WORK REQUIRED: Copy every line from the records below that holds the word "happy".

* * * * * * *

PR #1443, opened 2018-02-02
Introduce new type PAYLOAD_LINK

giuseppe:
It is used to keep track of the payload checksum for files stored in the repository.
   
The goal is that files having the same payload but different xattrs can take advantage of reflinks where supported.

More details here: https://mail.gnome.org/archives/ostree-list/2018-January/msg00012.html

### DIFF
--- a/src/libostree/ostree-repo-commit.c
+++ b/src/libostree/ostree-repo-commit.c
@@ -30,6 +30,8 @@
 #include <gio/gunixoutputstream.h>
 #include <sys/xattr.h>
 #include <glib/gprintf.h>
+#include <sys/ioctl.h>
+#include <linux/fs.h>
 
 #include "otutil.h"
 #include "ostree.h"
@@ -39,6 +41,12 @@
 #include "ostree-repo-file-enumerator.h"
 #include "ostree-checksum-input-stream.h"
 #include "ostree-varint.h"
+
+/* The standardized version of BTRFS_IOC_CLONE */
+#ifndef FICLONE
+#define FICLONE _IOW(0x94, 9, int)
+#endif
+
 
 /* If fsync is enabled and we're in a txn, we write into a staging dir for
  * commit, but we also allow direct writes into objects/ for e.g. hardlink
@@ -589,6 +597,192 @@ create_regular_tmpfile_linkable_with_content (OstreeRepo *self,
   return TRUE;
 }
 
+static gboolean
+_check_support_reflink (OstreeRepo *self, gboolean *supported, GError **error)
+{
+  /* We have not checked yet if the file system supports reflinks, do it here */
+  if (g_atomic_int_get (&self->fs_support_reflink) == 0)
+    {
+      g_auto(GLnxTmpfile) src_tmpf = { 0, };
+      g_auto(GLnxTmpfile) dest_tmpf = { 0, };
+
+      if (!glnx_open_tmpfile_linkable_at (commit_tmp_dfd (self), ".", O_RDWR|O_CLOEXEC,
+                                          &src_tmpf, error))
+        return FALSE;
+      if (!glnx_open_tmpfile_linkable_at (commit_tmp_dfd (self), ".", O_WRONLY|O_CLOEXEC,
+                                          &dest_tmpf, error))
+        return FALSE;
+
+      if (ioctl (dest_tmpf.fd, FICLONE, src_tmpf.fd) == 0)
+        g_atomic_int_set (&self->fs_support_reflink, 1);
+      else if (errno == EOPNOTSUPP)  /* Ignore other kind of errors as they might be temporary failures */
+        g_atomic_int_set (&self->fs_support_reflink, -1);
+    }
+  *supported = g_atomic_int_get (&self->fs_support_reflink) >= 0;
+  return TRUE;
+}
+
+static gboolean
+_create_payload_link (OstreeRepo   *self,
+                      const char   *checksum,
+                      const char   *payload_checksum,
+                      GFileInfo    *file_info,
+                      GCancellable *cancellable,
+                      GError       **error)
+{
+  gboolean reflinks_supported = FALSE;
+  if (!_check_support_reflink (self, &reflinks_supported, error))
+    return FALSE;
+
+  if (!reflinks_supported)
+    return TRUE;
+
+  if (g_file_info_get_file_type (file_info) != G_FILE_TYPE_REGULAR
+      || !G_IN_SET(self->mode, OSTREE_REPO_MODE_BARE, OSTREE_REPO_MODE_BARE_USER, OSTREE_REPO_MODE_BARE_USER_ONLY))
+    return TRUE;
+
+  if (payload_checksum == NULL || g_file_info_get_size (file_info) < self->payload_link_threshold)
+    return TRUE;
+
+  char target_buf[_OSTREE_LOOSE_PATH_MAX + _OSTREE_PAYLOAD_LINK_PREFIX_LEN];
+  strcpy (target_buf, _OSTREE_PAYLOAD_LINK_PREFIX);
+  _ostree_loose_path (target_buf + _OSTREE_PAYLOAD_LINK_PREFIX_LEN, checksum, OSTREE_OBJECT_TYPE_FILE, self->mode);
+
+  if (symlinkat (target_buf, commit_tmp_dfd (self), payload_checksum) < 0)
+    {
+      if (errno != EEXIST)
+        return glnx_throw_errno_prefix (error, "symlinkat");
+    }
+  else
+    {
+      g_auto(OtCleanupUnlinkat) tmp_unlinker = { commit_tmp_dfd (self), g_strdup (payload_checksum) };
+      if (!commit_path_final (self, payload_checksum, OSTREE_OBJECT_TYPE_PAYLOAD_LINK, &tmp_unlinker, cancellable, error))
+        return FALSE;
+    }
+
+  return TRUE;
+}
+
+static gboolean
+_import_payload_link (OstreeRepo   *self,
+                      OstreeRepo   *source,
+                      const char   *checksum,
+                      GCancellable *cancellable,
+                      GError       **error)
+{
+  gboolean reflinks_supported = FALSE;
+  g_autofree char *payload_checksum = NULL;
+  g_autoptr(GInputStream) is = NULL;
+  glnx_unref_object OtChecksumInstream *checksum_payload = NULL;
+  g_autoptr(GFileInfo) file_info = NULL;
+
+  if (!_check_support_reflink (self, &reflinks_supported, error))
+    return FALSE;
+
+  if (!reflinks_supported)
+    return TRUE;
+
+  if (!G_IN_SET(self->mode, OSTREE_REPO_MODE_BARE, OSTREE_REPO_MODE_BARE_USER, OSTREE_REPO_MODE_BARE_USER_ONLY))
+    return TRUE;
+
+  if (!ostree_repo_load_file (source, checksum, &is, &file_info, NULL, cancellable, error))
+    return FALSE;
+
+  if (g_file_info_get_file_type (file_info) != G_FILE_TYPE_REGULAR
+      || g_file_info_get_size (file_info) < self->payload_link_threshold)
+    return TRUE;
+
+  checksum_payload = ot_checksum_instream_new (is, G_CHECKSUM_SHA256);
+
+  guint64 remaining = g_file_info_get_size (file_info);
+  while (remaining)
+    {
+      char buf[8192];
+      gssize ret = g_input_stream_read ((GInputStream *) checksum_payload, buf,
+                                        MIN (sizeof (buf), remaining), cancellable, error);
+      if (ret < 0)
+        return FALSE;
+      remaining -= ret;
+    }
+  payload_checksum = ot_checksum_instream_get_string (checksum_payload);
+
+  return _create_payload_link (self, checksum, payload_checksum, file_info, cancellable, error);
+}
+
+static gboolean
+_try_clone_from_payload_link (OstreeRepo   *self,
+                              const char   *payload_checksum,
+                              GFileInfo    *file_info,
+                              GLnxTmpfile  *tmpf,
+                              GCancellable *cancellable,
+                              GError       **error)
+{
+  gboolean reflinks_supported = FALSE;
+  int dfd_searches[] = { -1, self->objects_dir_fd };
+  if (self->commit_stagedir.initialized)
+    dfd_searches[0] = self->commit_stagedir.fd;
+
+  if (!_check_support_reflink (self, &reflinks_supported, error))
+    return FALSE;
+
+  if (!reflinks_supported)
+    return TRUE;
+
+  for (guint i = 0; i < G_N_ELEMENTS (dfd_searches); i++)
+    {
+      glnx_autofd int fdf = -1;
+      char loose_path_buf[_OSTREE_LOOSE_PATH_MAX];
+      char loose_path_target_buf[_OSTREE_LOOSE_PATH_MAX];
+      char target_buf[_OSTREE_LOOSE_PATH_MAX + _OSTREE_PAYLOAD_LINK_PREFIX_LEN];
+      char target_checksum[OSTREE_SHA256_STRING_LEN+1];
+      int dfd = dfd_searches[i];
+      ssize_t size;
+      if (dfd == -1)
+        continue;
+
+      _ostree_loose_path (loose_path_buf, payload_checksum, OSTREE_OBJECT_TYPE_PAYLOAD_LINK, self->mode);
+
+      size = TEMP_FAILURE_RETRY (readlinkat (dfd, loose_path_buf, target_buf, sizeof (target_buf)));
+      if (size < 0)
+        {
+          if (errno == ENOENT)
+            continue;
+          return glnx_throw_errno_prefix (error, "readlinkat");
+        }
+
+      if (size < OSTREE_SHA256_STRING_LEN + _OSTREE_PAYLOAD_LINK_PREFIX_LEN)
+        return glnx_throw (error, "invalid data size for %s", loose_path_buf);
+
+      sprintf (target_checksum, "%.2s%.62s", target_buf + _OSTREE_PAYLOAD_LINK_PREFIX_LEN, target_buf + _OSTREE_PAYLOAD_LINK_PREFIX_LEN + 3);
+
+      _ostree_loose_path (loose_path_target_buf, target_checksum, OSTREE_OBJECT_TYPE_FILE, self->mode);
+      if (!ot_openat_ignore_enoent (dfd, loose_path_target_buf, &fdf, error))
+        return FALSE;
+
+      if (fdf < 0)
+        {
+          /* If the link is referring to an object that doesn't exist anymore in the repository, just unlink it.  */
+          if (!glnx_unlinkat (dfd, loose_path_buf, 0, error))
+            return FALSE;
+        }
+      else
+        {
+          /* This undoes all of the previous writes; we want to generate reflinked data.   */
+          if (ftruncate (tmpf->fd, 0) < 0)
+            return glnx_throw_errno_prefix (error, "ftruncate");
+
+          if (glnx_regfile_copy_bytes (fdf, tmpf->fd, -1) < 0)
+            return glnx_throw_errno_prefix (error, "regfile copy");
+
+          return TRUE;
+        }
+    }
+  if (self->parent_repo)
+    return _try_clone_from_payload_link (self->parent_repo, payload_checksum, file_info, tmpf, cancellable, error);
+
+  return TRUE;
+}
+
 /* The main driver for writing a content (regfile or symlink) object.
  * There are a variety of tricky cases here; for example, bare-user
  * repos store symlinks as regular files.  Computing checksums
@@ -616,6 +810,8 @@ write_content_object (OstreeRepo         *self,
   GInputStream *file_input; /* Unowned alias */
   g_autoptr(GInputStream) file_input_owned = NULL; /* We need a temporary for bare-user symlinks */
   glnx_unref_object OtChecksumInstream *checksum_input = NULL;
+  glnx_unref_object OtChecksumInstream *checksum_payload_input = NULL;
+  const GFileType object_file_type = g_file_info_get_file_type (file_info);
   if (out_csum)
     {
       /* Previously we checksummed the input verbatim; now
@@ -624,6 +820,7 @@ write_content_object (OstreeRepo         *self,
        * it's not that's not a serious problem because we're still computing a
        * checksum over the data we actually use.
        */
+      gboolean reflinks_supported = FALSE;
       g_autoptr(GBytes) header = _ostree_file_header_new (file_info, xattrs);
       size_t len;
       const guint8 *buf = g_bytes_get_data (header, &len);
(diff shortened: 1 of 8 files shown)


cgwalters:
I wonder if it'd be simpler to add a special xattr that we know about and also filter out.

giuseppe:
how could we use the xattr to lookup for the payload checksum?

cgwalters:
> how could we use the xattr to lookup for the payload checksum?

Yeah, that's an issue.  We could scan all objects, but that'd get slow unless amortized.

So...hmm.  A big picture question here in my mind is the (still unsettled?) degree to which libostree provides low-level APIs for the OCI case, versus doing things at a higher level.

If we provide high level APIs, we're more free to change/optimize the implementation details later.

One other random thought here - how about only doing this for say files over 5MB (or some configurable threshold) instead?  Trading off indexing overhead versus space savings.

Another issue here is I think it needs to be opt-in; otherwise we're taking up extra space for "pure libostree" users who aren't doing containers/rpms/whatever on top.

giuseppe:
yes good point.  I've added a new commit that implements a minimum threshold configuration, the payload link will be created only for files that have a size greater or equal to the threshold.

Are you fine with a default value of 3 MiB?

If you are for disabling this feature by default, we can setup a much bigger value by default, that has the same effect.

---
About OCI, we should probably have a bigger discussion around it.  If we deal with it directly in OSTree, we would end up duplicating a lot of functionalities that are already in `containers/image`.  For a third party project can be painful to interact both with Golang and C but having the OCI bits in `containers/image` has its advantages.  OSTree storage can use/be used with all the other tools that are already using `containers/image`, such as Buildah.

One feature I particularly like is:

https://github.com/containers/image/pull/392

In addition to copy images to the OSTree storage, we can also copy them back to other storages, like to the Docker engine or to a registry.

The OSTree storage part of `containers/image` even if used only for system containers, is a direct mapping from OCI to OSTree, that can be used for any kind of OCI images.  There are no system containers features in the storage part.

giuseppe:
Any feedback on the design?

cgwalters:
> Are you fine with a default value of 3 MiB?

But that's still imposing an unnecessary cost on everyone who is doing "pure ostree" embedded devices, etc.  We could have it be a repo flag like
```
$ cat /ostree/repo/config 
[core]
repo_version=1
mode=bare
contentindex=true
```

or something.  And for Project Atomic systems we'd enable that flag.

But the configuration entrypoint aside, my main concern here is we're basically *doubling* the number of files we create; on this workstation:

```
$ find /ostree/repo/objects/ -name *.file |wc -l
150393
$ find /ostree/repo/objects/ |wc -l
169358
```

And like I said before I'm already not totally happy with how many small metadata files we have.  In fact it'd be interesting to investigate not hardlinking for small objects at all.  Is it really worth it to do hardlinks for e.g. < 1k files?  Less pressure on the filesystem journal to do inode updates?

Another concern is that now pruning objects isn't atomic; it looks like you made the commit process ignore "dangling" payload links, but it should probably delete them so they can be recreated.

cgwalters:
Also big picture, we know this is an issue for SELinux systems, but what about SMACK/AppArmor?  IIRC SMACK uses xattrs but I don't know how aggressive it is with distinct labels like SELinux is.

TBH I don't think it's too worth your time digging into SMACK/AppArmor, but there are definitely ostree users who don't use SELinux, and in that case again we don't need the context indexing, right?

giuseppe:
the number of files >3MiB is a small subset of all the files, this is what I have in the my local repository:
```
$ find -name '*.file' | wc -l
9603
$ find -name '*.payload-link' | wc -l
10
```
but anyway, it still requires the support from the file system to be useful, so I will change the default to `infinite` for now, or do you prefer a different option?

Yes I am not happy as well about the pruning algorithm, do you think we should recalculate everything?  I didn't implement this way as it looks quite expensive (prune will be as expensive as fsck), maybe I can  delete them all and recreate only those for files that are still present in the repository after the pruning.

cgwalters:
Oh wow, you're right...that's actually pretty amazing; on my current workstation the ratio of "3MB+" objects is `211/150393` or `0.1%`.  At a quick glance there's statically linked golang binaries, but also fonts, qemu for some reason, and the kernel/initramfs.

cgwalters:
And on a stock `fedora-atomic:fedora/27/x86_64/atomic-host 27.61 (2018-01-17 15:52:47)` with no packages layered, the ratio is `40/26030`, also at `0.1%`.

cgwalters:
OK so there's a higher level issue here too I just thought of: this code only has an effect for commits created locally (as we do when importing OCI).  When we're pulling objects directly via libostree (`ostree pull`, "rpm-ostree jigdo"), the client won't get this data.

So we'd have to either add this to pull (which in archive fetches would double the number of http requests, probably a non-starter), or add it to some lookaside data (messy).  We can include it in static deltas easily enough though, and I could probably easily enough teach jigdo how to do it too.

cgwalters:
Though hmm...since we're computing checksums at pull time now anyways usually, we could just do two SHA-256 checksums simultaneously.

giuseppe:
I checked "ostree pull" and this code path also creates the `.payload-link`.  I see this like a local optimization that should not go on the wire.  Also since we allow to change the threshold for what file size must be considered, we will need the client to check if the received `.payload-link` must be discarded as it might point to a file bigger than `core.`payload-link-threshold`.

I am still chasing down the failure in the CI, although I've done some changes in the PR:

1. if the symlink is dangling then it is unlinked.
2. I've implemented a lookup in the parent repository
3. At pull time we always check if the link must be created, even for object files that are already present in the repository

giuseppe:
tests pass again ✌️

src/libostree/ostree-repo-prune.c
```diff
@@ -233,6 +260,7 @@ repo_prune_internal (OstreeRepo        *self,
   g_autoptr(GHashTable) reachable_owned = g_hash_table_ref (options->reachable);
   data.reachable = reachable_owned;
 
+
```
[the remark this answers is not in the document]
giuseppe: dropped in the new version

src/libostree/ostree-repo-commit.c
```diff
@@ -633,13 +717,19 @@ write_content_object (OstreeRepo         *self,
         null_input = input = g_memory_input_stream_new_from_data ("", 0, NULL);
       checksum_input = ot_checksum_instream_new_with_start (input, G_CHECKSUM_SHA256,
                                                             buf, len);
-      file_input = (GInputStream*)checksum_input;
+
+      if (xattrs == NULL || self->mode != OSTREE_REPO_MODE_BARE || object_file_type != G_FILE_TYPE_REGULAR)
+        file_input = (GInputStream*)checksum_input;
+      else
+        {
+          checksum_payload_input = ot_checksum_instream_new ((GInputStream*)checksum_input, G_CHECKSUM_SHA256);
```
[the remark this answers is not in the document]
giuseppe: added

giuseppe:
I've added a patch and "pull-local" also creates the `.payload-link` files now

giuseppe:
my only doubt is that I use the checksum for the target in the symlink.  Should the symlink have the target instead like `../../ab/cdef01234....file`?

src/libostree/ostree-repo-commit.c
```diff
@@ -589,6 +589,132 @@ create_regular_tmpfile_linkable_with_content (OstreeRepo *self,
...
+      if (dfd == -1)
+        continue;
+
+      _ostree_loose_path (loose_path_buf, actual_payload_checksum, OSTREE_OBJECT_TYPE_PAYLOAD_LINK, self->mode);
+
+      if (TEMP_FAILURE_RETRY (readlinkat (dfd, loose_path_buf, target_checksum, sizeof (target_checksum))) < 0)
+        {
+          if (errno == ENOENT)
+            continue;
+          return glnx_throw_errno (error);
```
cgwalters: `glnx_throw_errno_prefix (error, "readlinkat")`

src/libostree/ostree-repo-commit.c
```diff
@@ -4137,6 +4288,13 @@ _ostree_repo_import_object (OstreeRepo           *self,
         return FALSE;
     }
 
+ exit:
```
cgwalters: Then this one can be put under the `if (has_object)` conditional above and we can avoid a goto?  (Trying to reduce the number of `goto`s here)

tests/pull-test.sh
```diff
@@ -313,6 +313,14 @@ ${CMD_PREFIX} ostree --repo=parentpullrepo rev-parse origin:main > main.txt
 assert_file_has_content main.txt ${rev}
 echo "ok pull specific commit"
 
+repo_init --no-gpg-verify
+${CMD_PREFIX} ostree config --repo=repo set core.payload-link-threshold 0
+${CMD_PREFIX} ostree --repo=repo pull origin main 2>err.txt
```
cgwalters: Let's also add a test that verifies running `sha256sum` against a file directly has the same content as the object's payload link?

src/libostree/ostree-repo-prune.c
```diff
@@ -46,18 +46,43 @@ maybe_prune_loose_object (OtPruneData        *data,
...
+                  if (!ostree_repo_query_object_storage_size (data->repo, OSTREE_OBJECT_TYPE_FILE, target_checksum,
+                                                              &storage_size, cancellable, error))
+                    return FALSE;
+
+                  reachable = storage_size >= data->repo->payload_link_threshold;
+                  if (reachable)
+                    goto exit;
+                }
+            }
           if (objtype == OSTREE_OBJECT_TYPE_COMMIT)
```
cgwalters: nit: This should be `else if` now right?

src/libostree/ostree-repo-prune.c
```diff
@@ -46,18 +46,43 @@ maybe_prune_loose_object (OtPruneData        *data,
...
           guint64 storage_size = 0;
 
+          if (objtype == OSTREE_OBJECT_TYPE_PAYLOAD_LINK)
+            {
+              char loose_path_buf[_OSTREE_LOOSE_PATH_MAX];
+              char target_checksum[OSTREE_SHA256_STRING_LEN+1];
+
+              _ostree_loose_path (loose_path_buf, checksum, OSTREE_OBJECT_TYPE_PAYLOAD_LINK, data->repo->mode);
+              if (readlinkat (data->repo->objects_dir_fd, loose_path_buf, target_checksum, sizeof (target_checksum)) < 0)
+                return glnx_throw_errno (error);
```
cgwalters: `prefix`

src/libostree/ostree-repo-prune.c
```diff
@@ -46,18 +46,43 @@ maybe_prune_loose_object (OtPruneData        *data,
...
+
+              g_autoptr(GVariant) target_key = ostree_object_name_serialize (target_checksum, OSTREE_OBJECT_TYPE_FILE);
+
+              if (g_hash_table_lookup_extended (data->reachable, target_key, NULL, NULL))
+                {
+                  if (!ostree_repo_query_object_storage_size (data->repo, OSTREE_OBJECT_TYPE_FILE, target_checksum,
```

* * * * * * *

WRITTEN SOLUTION:
And like I said before I'm already not totally happy with how many small metadata files we have.  In fact it'd be interesting to investigate not hardlinking for small objects at all.  Is it really worth it to do hardlinks for e.g. < 1k files?  Less pressure on the filesystem journal to do inode updates?
Yes I am not happy as well about the pruning algorithm, do you think we should recalculate everything?  I didn't implement this way as it looks quite expensive (prune will be as expensive as fsck), maybe I can  delete them all and recreate only those for files that are still present in the repository after the pruning.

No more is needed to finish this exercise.